= Task inputs =
PR #621, opened 2024-08-26
Set multiprocessing start method to `spawn` for `EmbeddingsDataset`

### LINKED ISSUE #620: DataLoader worker issue in `predict_fit` for segmentation datasets
Getting the following error, when running segmentation tasks like consep & monusac:

```
Traceback (most recent call last):
  File "/home/ray/anaconda3/lib/python3.10/site-packages/torch/utils/data/dataloader.py", line 1133, in _try_get_data
    data = self._data_queue.get(timeout=timeout)
  File "/home/ray/anaconda3/lib/python3.10/queue.py", line 179, in get
    raise Empty
_queue.Empty

RuntimeError: DataLoader worker (pid(s) 3236, 3237, 3238) exited unexpectedly
```

This only happens on linux machines with A100 GPUs, not locally (MacOS & M1 chip).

= Work order =
Search the material for the word "worker" and copy each line where it occurs.

= Task answer =
### LINKED ISSUE #620: DataLoader worker issue in `predict_fit` for segmentation datasets
RuntimeError: DataLoader worker (pid(s) 3236, 3237, 3238) exited unexpectedly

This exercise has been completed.